If the space is $\mathbb{R}^{4}$, the second Betti number is zero, then de Rham’s theorem assures us that there is a potential form $A$ for the closed 2-form $F$ such that $F=dA$. However, there are usually singularities of $F$, for example at the point charge $F$ blows up, so when talking about geometry we need to take such singularities out, and this will change the topology of the spacetime. The second Betti number will in general be non-zero, but we still we have the following.

Theorem. Consider a region $U$ of a general relativistic space-time $M^{4}$ that has a global time coordinate. That is,

\[U \cong V^{3} \times \mathbb{R}\]

where $V^{3}$ is a spacelike hypersurface. Suppose that the magnetic field $B$ vanishes at time $t=0$, Then $F$ has a global potential $A$ such that $F=dA$ on all of $U$.

Dirac monopole

When there is a monopole in spacetime, then we are forced to introduce the bundle and connection.

Assume there is a monopole sitting at the origin. The magnetic field generated is

\[\mathbf{B} = \frac{q}{r^{2}} \partial_ {r}\]
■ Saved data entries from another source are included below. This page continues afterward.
PR #956, opened 2018-09-10
Improve some of the examples

mcnuttandrew:
This PR adds an example of label series with ordinal data and improves the labeling of a recent canvas example.

### DIFF
--- a/showcase/plot/bar-chart.js
+++ b/showcase/plot/bar-chart.js
@@ -27,8 +27,26 @@ import {
   VerticalGridLines,
   HorizontalGridLines,
   VerticalBarSeries,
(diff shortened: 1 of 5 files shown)


showcase/plot/bar-chart.js
```diff
@@ -27,9 +27,27 @@ import {
...
+  {x: 'C', y: 15}
+];
+
+const blueData = [
+  {x: 'A', y: 12},
+  {x: 'B', y: 2},
+  {x: 'C', y: 11}
+];
+
+const labelData = greenData.map((d, idx) => ({
```
benshope: nit, could destructure in arg

PR #960, opened 2018-09-18
Run Prettier on All Files

benshope:
This runs the prettier on all the files.  

Some background, there were some React 16 console errors related to attribute names that were bugging me https://reactjs.org/blog/2017/09/08/dom-attributes-in-react-16.html.   I decided to see if there was a codemod from https://github.com/reactjs/react-codemod that would fix all console errors at once.  It looks like the codemods run prettier - so it is necessary to get consistency with prettier before trying the codemods.

@mcnuttandrew let me know if I got the prettier settings wrong or something because this seems like a lot of modified files


mcnuttandrew:
I gave a cursory scroll through all the prettier changes and they all appear to be in order. I don't really know much about using prettier, but it appears that the config you have now is maybe in disagreement with the react-vis lint configuration? It looks like almost all of the lint failures are about indentation stuff of lineoperator-linebreak. 

I zero percent care about the style of those elements, so you should feel empowered either to a) adjust the prettier config accordingly b) change the lint config. The one exception is to this is in the history showcase example, which seems to have a regex error of some sort? 

Aside: Do lint and prettier play nice together? If prettier is installed do we still use lint for static checking? Or does prettier do everything?

showcase/interaction/interaction-examples.js
```diff
@@ -20,23 +20,19 @@
...
-    y: Math.random() * 10
-  }));
+const scatterPlotData = [...Array(30).keys()].map(() => ({
+  x: Math.random() * 10,
+  y: Math.random() * 10
+}));
 
 const lineData = [...Array(3).keys()].map(() =>
-  [...Array(10).keys()].map((x) => ({x, y: Math.random() * 10})));
+  [...Array(10).keys()].map(x => ({x, y: Math.random() * 10}))
```
mcnuttandrew: okay i wasn't sold about prettier but now i am

showcase/plot/bar-chart.js
```diff
@@ -51,7 +43,7 @@ const labelData = greenData.map((d, idx) => ({
 export default class Example extends React.Component {
   state = {
     useCanvas: false
-  }
+  };
```
mcnuttandrew: i did not know that was legal syntax

benshope:
@mcnuttandrew thanks for stamping!  I'll do some manual testing before merging.  Always good to do some sanity checking for something like this

mcnuttandrew:
+10000000000 for sanity checking

benshope:
Checked it out this morning.  Should be good.  Merging 🤞

benshope:
Heads up that this made a small issue for me while `link`-ed.  I pushed a revert of the problematic bit

PR #962, opened 2018-09-19
Run error-boundaries Codemod

benshope:
This runs the `error-boundaries` codemod from https://github.com/reactjs/react-codemod


benshope:
file no longer in repo - deleting this PR

PR #965, opened 2018-09-19
Run pure-component Codemod

benshope:
This runs the `pure-component` codemod from https://github.com/reactjs/react-codemod


benshope:
will probably have to bump to the latest version of 15 for this to work

PR #966, opened 2018-09-19
Run rename-unsafe-lifecycles Codemod

benshope:
This runs the `rename-unsafe-lifecycles` codemod from https://github.com/reactjs/react-codemod


benshope:
looks like I may have to bump to the latest version of 15 for this one to work

PR #969, opened 2018-09-20
Showcase bundles don't need to be checked in

mcnuttandrew:


mcnuttandrew:
@benshope would you mind landing your codemod prs before i land this guy? i don't wanna create any zombie code

benshope:
Thanks for merging!  I was going to say that it's fine if this makes a conflict - conflicts against this will be easy to resolve

PR #979, opened 2018-09-22
Update doc routes, center all the docs examples

mcnuttandrew:


docs/hint.md
```diff
@@ -1,5 +1,7 @@
 ## Hint
```
mcnuttandrew: Bizzarely there's never been any of our many hint example on this page!

website/src/mdRoutes.js
```diff
@@ -1,65 +1,63 @@
-import presentation from '../../docs/presentation.md';
```
mcnuttandrew: i was trying to figure out where to put highlight and hexbin and I rage quit trying to mentally diff the whole thing

docs/hint.md
benshope: Seems good to add one

website/package.json
```diff
@@ -24,6 +24,6 @@
     "d3-force": "^1.0.6",
     "d3-random": "^1.1.0",
     "react-virtualized": "^9.18.5",
-    "react-vis": "^1.9.2"
+    "react-vis": "^1.11.2"
```
benshope: nice!  I wonder how this got out of date - perhaps bumping this should also be part of a script

PR #982, opened 2018-09-23
Fix markdown formatting

Martin-Nyaga:
The markdown text was incorrectly formatted, and caused text to appear inside a code block.


mcnuttandrew:
Nice catch!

where $\partial_ {r}$ is the radial vector basis. In the language of forms, $B$ is a two form

\[B = i_ {\mathbf{B}}\text{Vol}^{3} = d[q(1-\cos \theta)d\phi],\]

which is obviously not defined on the negative $z$-axis, thus the potential is given by

\[A_ {U} = q(1-\cos \theta)d\phi\]

on $\mathbb{R}^{3}$ minus the negative z-axis. In the complementary region

\[V = \mathbb{R}^{3} - \text{positive }z\text{-axis}\]

the potential is given by $\phi\to-\phi,\theta\to\pi-\theta$ thus

\[A_ {V} = -q(1+\cos \theta)d\phi\]

and Maxwell’s equation holds everywhere on $\mathbb{R}^{3}-\left{ 0 \right}$. The transition function is

\[C_ {VU} = \exp\left( - \frac{2ieq\phi}{\hbar} \right)\]

where $\hbar$ is usually set to zero.

Now the potential is not single valued unless

\[2eq / \hbar = \mathbb{Z}\]

is satisfied.

In the language of curvature, we have

\[\frac{i}{2\pi}\int d\theta \, = \mathbb{Z}\]

where $\theta$ is connected to the magnetic field by

\[\theta = -ie B.\]

In summary, if there exists a monopole, then we must regard the wavefunction as a section of a complex line bundle.